1.  ¿Quién posee, según Suárez, legítima potestad de declarar la guerra? Como ya lo enseñó Santo Tomás, está en manos del príncipe supremo que no tiene superior en lo temporal, y por lo tanto tiene por derecho natural legítima potestad para declarar la guerra. ¿Y por qué esa potestad la posee el príncipe? Porque la potestad de declarar la guerra es una potestad de jurisdicción, cuyos actos pertenecen a la justicia vindicativa, la cual es absolutamente necesaria para castigar a los malhechores; de donde se sigue que así como el príncipe supremo puede castigar a sus súbditos cuando perjudican a los demás, así también puede vengarse de otro príncipe o república que, por razón del delito, le está sujeta; como esta venganza no puede llevarse a cabo por otro juez, pues el príncipe de que hablamos no tiene superior en lo temporal, se deduce que si el otro no está dispuesto a dar satisfacción, puede ser obligado a ello por la guerra[50].

a) Cuando la probabilidad es igual por ambas partes están obligados los príncipes en conflicto a recurrir a los medios pacíficos: división de la cosa discutida, decisión por suertes, arbitraje, mediación, pero no acudir a las armas. ¿Y cuando ha de considerarse inocente o culpable una de las partes implicadas? Suárez sigue en esto un principio jurídico de sentido común: y es que cuando se trata de juicio criminal, las pruebas deben ser terminantes y más bien debe presumirse inocente aquel cuya culpa no pueda probarse[51].

Bajo estas premisas generales sería absurdo considerar que la guerra es esencialmente justa y evidente por ambas partes[52].

Por lo dicho se comprende que el soberano esté obligado a estudiar diligentemente la causa de la guerra y su justicia. Ahora bien, si después de haber puesto toda la diligencia para conocer la verdad, el derecho aparece cierto, Suárez indica que hay justo título para declarar la guerra.
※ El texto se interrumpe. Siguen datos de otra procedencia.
PR #2023, opened 2026-03-12
Add sample_ratio to LogExtrasConfig for gradual rollout control

shayonj:
## Summary

- Adds `sample_ratio` field (0.0–1.0, optional float) to `LogExtrasConfig` to control what fraction of rollouts are logged per step
- When set, the effective sample cap is computed from the actual rollout count at runtime: `int(len(rollouts) * sample_ratio)`
- `1.0` = all rollouts, `0.5` = half, `0.0` = disable, `None` (default) = current behavior (log all)

### How it interacts with existing defaults

The existing `interval` gate (`step % interval != 0`, default `interval=10`) is untouched and always runs first. `sample_ratio` only applies **after** the interval gate passes. When `sample_ratio` is `None` (the default), the new code is a complete no-op.

**Current behavior (unchanged):** every 10th step, all rollouts are logged.

| `interval` | `sample_ratio` | batch_size=128 | What happens |
|---|---|---|---|
| 10 | `None` (default) | step 10: 128 rollouts | Current behavior, no change |
| 10 | 1.0 | step 10: 128 rollouts | Equivalent to current — all rollouts |
| 10 | 0.5 | step 10: 64 rollouts | Half the rollouts, randomly sampled |
| 1 | 1.0 | every step: 128 rollouts | Full data every step |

b) Pero, ¿qué ocurre cuando no hay probabilidad por ambas partes? Es entonces cuando el príncipe debe conducirse como un justo juez: si la opinión que favorece a su derecho es más probable, puede reclamar justamente este derecho, ya que cuando se trata de pronunciar una sentencia es necesario, a juicio de Suárez, seguir siempre la opinión más probable. En este punto la justicia vindicativa debería tomar consejo de la justicia distributiva[53]: tratándose de justicia distributiva es preferible el más digno. Y el más digno es aquél cuya justicia aparece como más probable[54].

Muchos autores han visto una tesis peligrosa en la afirmación de que uno de los príncipes pueda declarar la guerra a su adversario cuando considera más probable su propio derecho. Peligrosa por dos razones. Primera, los Jefes de Estado, que son jueces en su propia causa y están rodeados de consejeros interesados, considerarán siempre como más probable la justicia de su propio derecho. Segunda, si no es necesaria la certeza de la existencia y gravedad de la violación de un derecho (exigida por Báñez y Vázquez), se llegará a una guerra justa por ambas partes a la vez, fuera del caso de ignorancia invencible. La guerra vendría a ser justa cuando el derecho es más probable, aunque no sea cierto.

c) Y por último, ¿qué ocurre cuando la justicia de la guerra es dudosa? Suárez responde que lo más probable es que el príncipe esté obligado a poner su causa en manos de un juez árbitro. Como se puede apreciar, esto no lo afirma Suárez de manera absoluta: sólo dice que lo ve como más probable: puesto que el príncipe está obligado a evitar la guerra por todos los medios posibles, con tal de que sean honestos. Si con un “medio honesto” no hay que temer ninguna injusticia, ése será el mejor medio y el emplearlo será necesario. Porque si todos los conflictos entre naciones hubieran de ser terminados por la guerra, eso sería contrario al bien común del género humano: por tanto, sería injusto; resultaría, además, que los más potentes poseerían generalmente mayor derecho, y que la fuerza de las armas sería la medida de sus derechos; lo cual sería absurdo[55].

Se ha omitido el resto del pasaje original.